Siyah Beyaz Aşk: Aşka çoktan teslim olmuş iki zır deli... - Beklenen Kral

19 Aralık 2017 Salı

Siyah Beyaz Aşk: Aşka çoktan teslim olmuş iki zır deli...


İnsan müdahale edebildiği her şeyin üstesinden gelebilecek bir varlıktır. Bir şekilde çıkar yol yaratmakta da üstüne yoktur. Ne şekilde olursa olsun, çözüme ulaşmayı da başarır. Peki ya müdahale edemedikleriyle mücadele etmek konusunda nasıldır? Mani olamadığı, istese de sonlandıramayacağı bir şeyin mücadelesi zaten 1-0 yenik başlamaz mı? Neden kalbiyle savaşır ki insan, üstesinden gelemeyecekse?
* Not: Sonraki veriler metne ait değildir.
PR #580, opened 2016-03-01
[WIP] update typescript definition file to work with ts -> es6 -> es5 pipeline

opensrcken:
I had to use something like this to be able to use ava from TS in my workflow. I am not certifying that this change will work for all flows, but wanted to start a discussion about it nonetheless.

My TS target is es6, and the output is compiled by babel to es5.

In TS, the ultimate import looks something like
```
import {test} from 'ava';
```

and the compiled es5 looks something like:
```
var ava_1 = require('ava');
ava_1.test(function (t) { ... });
```

### DIFF
--- a/index.d.ts
+++ b/index.d.ts
@@ -1,141 +1,149 @@
-export interface Observable {
-	subscribe(observer: (value: {}) => void): void;
+declare module 'ava/types' {
+    export interface Observable {
+        subscribe(observer: (value: {}) => void): void;
+    }
+
+    export type Test = (t: TestContext) => Promise<void> | Iterator<any> | Observable | void;
+    export type SerialTest = (t: TestContext) => void;
+    export type CallbackTest = (t: CallbackTestContext) => void;
+
+    export interface Runner {
+        (name: string, run: Test): void;
+        (run: Test): void;
+        skip: Runner;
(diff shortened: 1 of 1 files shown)


sindresorhus:
@opensrcken Please read and adhere to the [contributing guidelines](../blob/master/contributing.md) :)

Give the PR a proper title and don't change the indentation.

opensrcken:
Ah, thanks for the reference.

The indentation was changed because I created new top-level modules in the file. Or were you referring to something else?

opensrcken:
Flagged as [WIP] since this is meant to spark discussion around issues others may be having with typescript.

sindresorhus:
> Or were you referring to something else?

You changed the indentation from tabs to spaces.

sindresorhus:
> import {test} from 'ava';

That should be `import test from 'ava';`

ivogabe:
:-1:, definition files for TypeScript should not use `declare module`. When you set module to commonjs (or moduleResolution to node, if you're using babel to transpile modules to commonjs), TypeScript will find these definitions

opensrcken:
Ah, I wasn't aware that TS had added auto-resolution. Excellent.

PR #582, opened 2016-03-01
[breaking] Don't convert non-Error promise rejection reason

### LINKED ISSUE #468: t.throws(promise, stringOrRegexp) should only test against errors
If you are rejecting a Promise, you should be doing so with an Error object.

If you are testing that a promise will be rejected, we currently allow this:

```js
t.throws(somePromise, /messageRegexp/);
t.throws(somePromise, 'expectedMessage');
```

That makes sense.

However. If the promise is rejected with a string:

```js
Promise.reject('someErrorMessage');
```

We magically handle detecting it's not an error and test the expectation directly against the string instead of `error.message`.

I think this is silly. We are accommodating bad practice (rejecting with non-errors), and creating an ambiguous assertion conditions:

```js
// There is no way to differentiate these using t.throws
var promiseA = Promise.reject('foo');
var promiseB = Promise.reject(new Error('foo'));
```

I propose we drop the magic string behavior. 

If they specify the second arg, we use it as an expectation against `rejectionReason.message` only.

kasperlewau:
Promises that are rejected with a non-Error are currently passing expectations as [we're converting to an Error](https://github.com/sindresorhus/ava/blob/f77ded959a0e7de6e9bf65d8c2fd6625bc59ba47/lib/assert.js#L85) in `lib/assert`. 

This PR changes the behaviour of `t.throws` so that it no longer considers the following example a pass: 
```js
test(async t => {
 await t.throws(Promise.reject('foo'), 'foo');
});
```
If the rejection reason is a non-Error, `core-assert` catches this which results in an AssertionError.

Whereas the following would pass with flying colors:
```js
test(async t => {
  await t.throws(Promise.reject(new Error('foo'), 'foo');
});
```

---

Docs for `t.throws` saw a minor addition; 
> Assert that function throws an error**,** or promise rejects **with an error.**

Fixes #468

### DIFF
--- a/lib/assert.js
+++ b/lib/assert.js
@@ -79,11 +79,7 @@ x.throws = function (fn, err, msg) {
 				x.throws(noop, err, msg);
 			}, function (fnErr) {
 				x.throws(function () {
-					if (fnErr instanceof Error) {
-						throw fnErr;
-					} else {
-						throw new Error(fnErr);
-					}
+					throw fnErr;
 				}, err, msg);
 			});
 	}
--- a/readme.md
+++ b/readme.md
@@ -560,7 +560,7 @@ Assert that `value` is not deep equal to `expected`.
 
 ### .throws(function|promise, [error, [message]])
 
-Assert that `function` throws an error or `promise` rejects.
+Assert that `function` throws an error, or `promise` rejects with an error.
 
 `error` can be a constructor, regex, error message or validation function.
 
--- a/test/promise.js
+++ b/test/promise.js
@@ -210,28 +210,15 @@ test('throws with string argument will reject if message does not match', functi
 	});
 });
 
-test('handle throws with regex with string reject', function (t) {
-	ava(function (a) {
-		a.plan(1);
-
-		var promise = Promise.reject('abc');
-		return a.throws(promise, /abc/);
-	}).run().then(function (result) {
-		t.is(result.passed, true);
-		t.is(result.result.assertCount, 1);
-		t.end();
-	});
-});
-
-test('handle throws with string with string reject', function (t) {
+test('does not handle throws with string reject', function (t) {
 	ava(function (a) {
 		a.plan(1);
 
 		var promise = Promise.reject('abc');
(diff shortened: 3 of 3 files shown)


vdemedes:
I remember we had some back and forth with this decision, but atm I'd also like to merge this and strictly expect `Error` objects.

kasperlewau:
I suppose yielding a custom Error to the consumer with a recommendation to reject Promises with actual Errors would be somewhat of a middle ground, if we're in 'back and forth land' that is? 

A missing expectation AssertionError doesn't *explicitly* highlight that fact (imho), but I didn't take a good look at what the error stack yielded as it stands. A custom Error could just be extraneous information.

novemberborn:
> I remember we had some back and forth with this decision, but atm I'd also like to merge this and strictly expect Error objects.

We all seem to be in agreement in #468 so let's not restart this argument :wink:

lib/assert.js
```diff
@@ -81,8 +81,6 @@ x.throws = function (fn, err, msg) {
 				x.throws(function () {
 					if (fnErr instanceof Error) {
 						throw fnErr;
-					} else {
```
novemberborn: Remove the if-guard as well, simply `throw fnError`. This makes it equivalent to `t.throws(() => { throw 'foo' })`.

novemberborn:
@sindresorhus this will be a breaking change.

lib/assert.js
kasperlewau: Very well! I'll go ahead and amend my commit if you don't mind, and save myself the trouble of having to squash later.

novemberborn: Sure. It's going to conflict with #576 though :wink:

kasperlewau: Right. I'll get on this once  #576 is merged.

sindresorhus:
> this will be a breaking change.

True, although I really doubt (hope) nobody depends on this behavior.

sindresorhus:
Thanks @kasperlewau :)

kasperlewau:
Thank you(s)!

Issue #584, opened 2016-03-01
Unnecessary `counted` variable in Api


novemberborn:
These lines are unnecessary because `counted` is never changed from `false` to `true`.

* https://github.com/sindresorhus/ava/blob/58e1c561296a409a9557ceb1c7684685404c4278/api.js#L184
* https://github.com/sindresorhus/ava/blob/58e1c561296a409a9557ceb1c7684685404c4278/api.js#L187:L189

I'd remove them myself but there's some other stuff to get to. Writing it down here so I don't forget, but if anybody else wants to chime in please do :star2:

avivr:
I'd like to give a try

novemberborn:
@avivr cool!

PR #587, opened 2016-03-01
Remove unnecessary `counted` variable in api.js

avivr:
Remove declaration and usage for unnecessary `counted` variable in ava/api.js.
This should resolve issue #584


sotojuan:
Looks good to me :-)

novemberborn:
Thanks @avivr!

PR #588, opened 2016-03-02
[t.ds] do not provide context in before and after hooks

SamVerschueren:
The `context` fix wasn't entirely correct. It was possible to set the `context` in the `before` and `after` tests as well. So had to add some extra things in order for this to work.

// @ivogabe

### DIFF
--- a/index.d.ts
+++ b/index.d.ts
@@ -3,8 +3,11 @@ export interface Observable {
 }
 
 export type Test = (t: TestContext) => Promise<void> | Iterator<any> | Observable | void;
+export type ContextualTest = (t: ContextualTestContext) => Promise<void> | Iterator<any> | Observable | void;
 export type SerialTest = (t: TestContext) => void;
+export type ContextualSerialTest = (t: ContextualTestContext) => void;
 export type CallbackTest = (t: CallbackTestContext) => void;
+export type ContextualCallbackTest = (t: ContextualCallbackTestContext) => void;
 
 export interface Runner {
 	(name: string, run: Test): void;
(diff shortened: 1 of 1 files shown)


ivogabe:
Looks good!

avimar:
Is there a reason why `context` is specifically NOT included in `before` and `after`? I'd think you can use it to create a fixture.. but with some dynamic data, that doesn't need a full-blown `beforeEach`.

Thanks!

SamVerschueren:
From the documentation

> Context sharing is _not_ available to before and after hooks.

Open a new issue if you want to discuss that as a feature request.

avimar:
@SamVerschueren I see you wrote the patch. You're just following spec? I assume there is a reason the spec was written that way...?
Hmm, there's each file is isolated, so I can just use globals I suppose.

SamVerschueren:
I don't think a `context` makes sense in a `before` and `after` hook to be honest.

Let's suppose (for the sake of this discussion), that we had a `context`.

```js
t.before(t => {
    t.context.foo = 'bar';
});

test('this is a test', t => {
    console.log(t.context.foo);
    //=> 'bar'
});
```

This is exactly the same as

```js
const foo = 'bar';

test('this is a test', t => {
    console.log(foo);
    //=> 'bar'
});
```

They are shared over all the tests, so are constants/variables defined in the beginning of the file.

Not sure if @jamestalmage has to say something extra on this :).

jamestalmage:
Context is used to share data between the beforeEach and a specific test. If you have five actual tests, and they all share on common beforeEach hook, that hook will be called five times: once with each context for each of the five tests.

Passing context to before doesn't make sense. It's only called once. Which context would you give it?

SamVerschueren:
@jamestalmage It would be possible to inherit the context passed in `beforeEach` from the context of `before`. But as stated before in my example, I don't think that makes sense.

avimar:
... and if you had a promise-based setup, you could either use `await` or declare the `var` and assign it during a `before` hook. Basically, if you need "global" `context`, you don't need anything special for that.

OK, thanks!

7flash:
Please remove misleading example from readme:
screenshot_2018-06-26_15-35-19

PR #600, opened 2016-03-04
Fix AVA hanging when `test` is used incorrectly

### LINKED ISSUE #574: AVA hangs when `test` is used incorrectly
Did some preliminary testing and would seem that code like this causes AVA to hang:

```js
import test from 'ava'

test()
```

Incorrect invocations like these should have better user feedback too.

sotojuan:
Fixes #574.

This is just what works now, I am sure there's a better way. Stack trace is [ugly](http://i.imgur.com/YPkqfaq.png) but it's better than hanging. I also had to update some `TestCollection` test stuff so those could still pass.

Just wanted to share my approach!

### DIFF
--- a/lib/runner.js
+++ b/lib/runner.js
@@ -65,6 +65,10 @@ optionChain(chainableMethods, function (opts, title, fn) {
 		throw new TypeError('Expected a function. Use `test.todo()` for tests without a function.');
 	}
 
+	if (typeof fn === 'undefined') {
+		throw new Error('Test must be specified');
+	}
+
 	if (this._serial) {
 		opts.serial = true;
 	}
--- a/lib/runner.js
+++ b/lib/runner.js
@@ -66,7 +66,7 @@ optionChain(chainableMethods, function (opts, title, fn) {
 	}
 
 	if (typeof fn === 'undefined') {
-		throw new Error('Test must be specified');
+		throw new TypeError('Expected a function. Use `test.todo()` for tests without a function.');
 	}
 
 	if (this._serial) {
--- a/lib/runner.js
+++ b/lib/runner.js
@@ -65,7 +65,7 @@ optionChain(chainableMethods, function (opts, title, fn) {
 		throw new TypeError('Expected a function. Use `test.todo()` for tests without a function.');
 	}
 
-	if (typeof fn === 'undefined') {
+	if (typeof fn !== 'function') {
 		throw new TypeError('Expected a function. Use `test.todo()` for tests without a function.');
 	}
 
--- a/lib/runner.js
+++ b/lib/runner.js
@@ -61,11 +61,7 @@ optionChain(chainableMethods, function (opts, title, fn) {
 		if (typeof title !== 'string') {
 			throw new TypeError('`todo` tests require a title');
 		}
-	} else if (opts.skipped && typeof fn !== 'function') {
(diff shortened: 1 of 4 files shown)


lib/test-collection.js
```diff
@@ -68,6 +68,10 @@ TestCollection.prototype.add = function (test) {
 		return;
 	}
 
+	if (typeof test.fn === 'undefined') {
+		throw new Error('Test must be specified');
+	}
+
```
BarryThePenguin: Maybe this check would be better suited in [lib/runner.js#L52-L77](https://github.com/sindresorhus/ava/blob/e697629a77b511e069eb0a2991c8ee72cd09034c/lib/runner.js#L52-L77)

sotojuan:
Just tried it, also works, and I wouldn't have to mess with `TestCollection` tests. I'll wait for someone from the core team to confirm though.

novemberborn:
@sotojuan yes, please add the guards in the runner.

novemberborn:

sotojuan:
Um, don't think I did anything to cause the failing in 0.12.

sindresorhus:
LGTM

lib/runner.js
```diff
@@ -65,6 +65,10 @@ optionChain(chainableMethods, function (opts, title, fn) {
 		throw new TypeError('Expected a function. Use `test.todo()` for tests without a function.');
 	}
 
+	if (typeof fn === 'undefined') {
```
novemberborn: Maybe `typeof fn !== 'function'`?

lib/runner.js
```diff
@@ -65,6 +65,10 @@ optionChain(chainableMethods, function (opts, title, fn) {
...
+		throw new Error('Test must be specified');
```
novemberborn: Could use the same error as in line 65 I think:

> Expected a function. Use `test.todo()` for tests without a function.

lib/runner.js
```diff
@@ -65,6 +65,10 @@ optionChain(chainableMethods, function (opts, title, fn) {
 		throw new TypeError('Expected a function. Use `test.todo()` for tests without a function.');
 	}
 
+	if (typeof fn !== 'function') {
+		throw new TypeError('Expected a function. Use `test.todo()` for tests without a function.');
```
sindresorhus: You now have the exact same error defined twice. Put it in a variable and reuse it.

novemberborn:
@sotojuan could you please add a comment when you push changes? There are no notifications for pushes.

lib/runner.js
```diff
@@ -65,6 +65,10 @@ optionChain(chainableMethods, function (opts, title, fn) {
 		throw new TypeError('Expected a function. Use `test.todo()` for tests without a function.');
```
sindresorhus: Instead of adding a new error message, why don't we just remove `opts.skipped && ` from here? Unless I'm missing something? // @novemberborn

novemberborn: Yea that should be fine.

Would be good to have a test for this new behavior as well.

sotojuan:
@novemberborn Sorry about that, I always forget! I'll make the changes and add the tests later today :-)

sotojuan:
@novemberborn ping :baby_chick:

sindresorhus:
Thanks @sotojuan :)

PR #603, opened 2016-03-05
try to fix flaky api test

novemberborn:
This test has failed twice now, see <https://travis-ci.org/sindresorhus/ava/jobs/113902915>. I can't reproduce the error locally, perhaps there is an error that's being swallowed.

Return the promise so tap can report any errors and isn't somehow tempted to end the test early.


sindresorhus:
LGTM

PR #597, opened 2016-03-03
Readme improvements

novemberborn:
I was going to document watch mode but then realized I hadn't really read the README in a while. I figured I'd use my fresh set of eyes to try and improve it instead.

I've tried to document rationale for each change in the individual commits. I'll squash these into a single commit before merging. Happy to wait until some of the outstanding PRs are in to avoid those having to be rebased again.

Hopefully this version of the readme has some better examples and brings various nuances and hidden behaviors to the fore. Let me know what else I should change, or revert :smile: 

P.S. Apologies to the awesome translators for this massive update. You folks rock.

PR #607, opened 2016-03-06
Document watch mode

### LINKED ISSUE #532: Document --watch
> I'm thinking we add it undocumented, dogfood it, and only document it when we feel it's stable enough and we're ready to take on the addition support burden.

https://github.com/sindresorhus/ava/issues/70#issuecomment-173746486

* [ ] Document the `--watch` and `--source` CLI flags
* [ ] Add to README
* [ ] Mention `DEBUG=ava:watcher`

novemberborn:
Document watch mode. Fixes #532.

Contains a squashed #597, so just check the last commit. Will rebase once #597 has landed.

### DIFF
--- a/cli.js
+++ b/cli.js
@@ -55,7 +55,7 @@ var cli = meow([
 	'  --no-cache       Disable the transpiler cache',
 	'  --match, -m      Only run tests with matching title (Can be repeated)',
 	'  --watch, -w      Re-run tests when tests and source files change',
-	'  --source         Pattern to match source files so tests can be re-run (Can be repeated)',
+	'  --source, -S     Pattern to match source files so tests can be re-run (Can be repeated)',
 	'',
 	'Examples',
 	'  ava',
@@ -87,8 +87,9 @@ var cli = meow([
 		v: 'verbose',
 		r: 'require',
 		s: 'serial',
+		m: 'match',
 		w: 'watch',
-		m: 'match'
+		S: 'source'
 	}
 });
 
--- a/cli.js
+++ b/cli.js
@@ -54,9 +54,8 @@ var cli = meow([
 	'  --verbose, -v    Enable verbose output',
 	'  --no-cache       Disable the transpiler cache',
 	'  --match, -m      Only run tests with matching title (Can be repeated)',
-	// Leave --watch and --sources undocumented until they're stable enough
-	// '  --watch, -w      Re-run tests when tests and source files change',
-	// '  --source         Pattern to match source files so tests can be re-run (Can be repeated)',
+	'  --watch, -w      Re-run tests when tests and source files change',
+	'  --source         Pattern to match source files so tests can be re-run (Can be repeated)',
 	'',
 	'Examples',
 	'  ava',
--- a/docs/recipes/watch-mode.md
+++ b/docs/recipes/watch-mode.md
@@ -69,7 +69,7 @@ Dependency tracking works for required modules. Custom extensions and transpiler
 
 ## Manually rerunning all tests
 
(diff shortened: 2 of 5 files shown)


novemberborn:
Pushed a fixup which:

* changes `sports` to `comes with`
* links to `ignore-by-default`'s `index.js` for the ignored directories
* uses `<kbd>` to mark up the `rs` input, reworded the sentence as well
* updated example source patterns

Still to do:

* [ ] add `-S` as shorthand for `--source`
* [ ] support `r + Enter` to rerun all tests, in addition to `rs + Enter`
* [ ] resolve whether source negation patterns should disable all default ignored directories, whether those default directories can be overriden, etc (this may need to be a follow-up issue)

sindresorhus:
>  support r + Enter to rerun all tests, in addition to rs + Enter

I meant just `r`. No Enter. What really is the point of having to press Enter?

> resolve whether source negation patterns should disable all default ignored directories, whether those default directories can be overriden, etc (this may need to be a follow-up issue)

Yeah, let's not dilute this PR with that. Can you open a new issue?

novemberborn:
> I meant just r. No Enter. What really is the point of having to press Enter?

This may be a bit tricky. It requires enabling raw mode on `stdin` which then seems to intercept ^C etc. It also seemed to affect my shell after killing AVA. Happy to open a ticket though as a future improvement?

I've added `r + Enter` now. I'm inclined to keep `rs + Enter` for those users with nodemon muscle memory (or who may use AVA and nodemon in the same project). Can remove if others disagree.

> Yeah, let's not dilute this PR with that. Can you open a new issue?

#614

---

This has now been rebased against master. `-S` shorthand has been added.

sindresorhus:
> Happy to open a ticket though as a future improvement?

:+1:

> I'm inclined to keep rs + Enter for those users with nodemon muscle memory (or who may use AVA and nodemon in the same project).

Sure, that's fine, but `r+enter` should be the documented one.

novemberborn:
> Sure, that's fine, but r+enter should be the documented one.

Right now they're both documented, with `r + Enter` being first.

sindresorhus:
> Right now they're both documented, with r + Enter being first.

I don't see the point of documenting both. Your argument is that you have `rs` + Enter as muscle memory. I don't see why we would document `rs` to new users without that muscle memory and create overhead for them by making them have to choose which one to pick.

novemberborn:
Ticket: #615

novemberborn:
> I don't see the point of documenting both. Your argument is that you have rs + Enter as muscle memory. I don't see why we would document rs to new users without that muscle memory and create overhead for them by making them have to choose which one to pick.

How would users realize `rs` also works? Other than accidentally. Maybe that's good enough though?

sindresorhus:
> How would users realize rs also works? Other than accidentally. Maybe that's good enough though?

Isn't that the point? If they have to read the docs, they can just as easily use the shorter `r`+Enter version.

novemberborn:
You'd have to read the docs to even find out about r+enter though.

sindresorhus:
> You'd have to read the docs to even find out about r+enter though.

Exactly. Unless it's muscle memory, users have to read the docs anyways, so there's really no reason to document both behaviors, when `r` is shorter. I consider `rs` a graceful handling of a mistyping, not something we'd want to officially support. IMHO, we should only have [one way to do something](https://www.python.org/dev/peps/pep-0020/).

novemberborn:
OK will edit in the morning. Good to go otherwise?

sindresorhus:
:+1:

novemberborn:
Updated. Anything else?

sindresorhus:
Looks good :)

Issue #606, opened 2016-03-06
--match runs all tests when there are no matches


novemberborn:
When the new `--match` option is used and no test actually matches, all tests are run. This seems wrong. It shouldn't run any tests.

Here's a rough idea on how this could be implemented:

* In `runner.js`, if there is no match but the test is exclusive, unset the `exclusive` option ([see code](https://github.com/sindresorhus/ava/blob/94b352cc08673feac3ccbab912879bcd1865d92b/lib/runner.js#L75))
* In `api.js` when all tests are known, if the `match` option was given but there are no exclusive tests ([see code](https://github.com/sindresorhus/ava/blob/94b352cc08673feac3ccbab912879bcd1865d92b/api.js#L207)) bail out with a helpful error message ([see code](https://github.com/sindresorhus/ava/blob/94b352cc08673feac3ccbab912879bcd1865d92b/api.js#L178))

The `runner.js` change means we can rely on `hasExclusive` being true in `api.js` only if there are matching tests.

novemberborn:
@kasperlewau are you interested in fixing this? No worries if not :smile:

kasperlewau:
I'm up for getting this sorted out, although I'm not sure how much time I will be able to dedicate to the cause over the coming weeks. So I would leave the issue unassigned for now and/or assign someone else who may feel up for it! 

If I do get enough time over I'll be sure to push often, and keep this thread going - so as to help out in any way possible :).

PR #612, opened 2016-03-07
Don't run tests if --match has no matches

novemberborn:
First commit does some refactoring and fixes a rare race condition where tests are run prematurely.

Second commit implements my suggestions from #606.


vdemedes:
I think this is good to go, thanks @novemberborn!

sindresorhus:
LGTM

Kendini salsa, karanlık bir dehliz bile sonunda aydınlanmaz mı? Aslı, o canavara aşık olduğunu kabul etse; sizce de rahatlamaz mı?..

10. Bölüm


Aslı'nın mücadelesi artık, aşık olduğunu inkar etmek için bir uğraşa döndü. İlk aşamada ölmemek için mücadele ediyordu, ikinci aşamada abisine bir şey olmasın diye evliliğe razı olmuştu, üçüncü aşamada nefret ettiği bir adamın karısı olmakla mücadele etmeye başladı, dördüncü aşamada nefret ettiği o adamın, içinde bambaşka biri olabileceği hissiyle mücadele ediyordu artık. Beşinci aşamaya geldiğimizdeyse-ki tam olarak ameliyattan yeni çıkmış Ferhat'ın baş ucunda kalbini dinlediği sahneye tekabül ediyor- artık kalbinin kendisi dışında birisi için daha attığı gerçeğiyle mücadele etmek zorunda kalmıştı. Altıncı aşamada, Ferhat'ın öz babasının Namık olduğunu öğrendikten sonra tümden indirdiği yelkenleriyle mücadele etmeye başladı. Karşısında hiç yıkılmayacakmış gibi duran o adamın, böyle bir gerçekle yerle yeksan olabileceğinin farkındaydı çünkü. Daha o yelkenler nasıl suya inmesin?..


Bu güzel bir hamle oldu. Aslı'nın her durumda Ferhat'ın karşısına geçip çemkirmesinden sıkılmaya başlamıştım. Haklı olduğu ya da olmadığı her konuda diklenmek, o yukarıda saydığım mücadelelerle başa çıkmak içindi ama yaralıyordu işte. Aslında içinde masum bir çocuk saklı olduğunu anlaması için de, gözünden akan bir damla yaş yeterli olmuştu. Bölüm içerisinde fark ettiyseniz neredeyse hiç karşı karşıya gelmediler. Birbirleriyle giriştikleri tüm atışmalar da, tamamen artık zevk almaya başlamalarındandı. Hatta Ferhat bu durumdan yararlanmaya bile başladı. Baktı bizim kız hiç olmadığı kadar alttan alıyor; bir kendine minnet bıraktırmalar, teşekkür etmesini beklemeler falan. Çabuk adapte oldu duruma. Ama buradan kendisini uyarıyorum, öyle çok da güvenmesin Aslı'ya. Tırnaklarını çıkarıverir aniden, sonra demedi olmasın. Zira, acımasızca tırmalaması garanti...




Onların bu her daim didişme halinde oluşlarından hoşlanan sadece biz değiliz, gördük ki Dilsiz de durumdan oldukça memnun. Bu sahnelerin izlenirliğe katkısı olduğu da doğru. Bu şekilde dozunda ilerlediği müddetçe, sürekli devam da edebilir. En sonundaki o yan yan bakışlar, gizli gizli gülüşmeler için dahi değer... Tabi her şey böyle güllük gülistanlık değil. Acı gerçeklerin ve bilinmezliğin gölgesinde yaşanacak bir aşktan bahsediyoruz. Finalde işin rengi ne derece değişir bilemiyorum ama güldükleri kadar, başka sebeplerden hüzünlenecekleri de kesin... 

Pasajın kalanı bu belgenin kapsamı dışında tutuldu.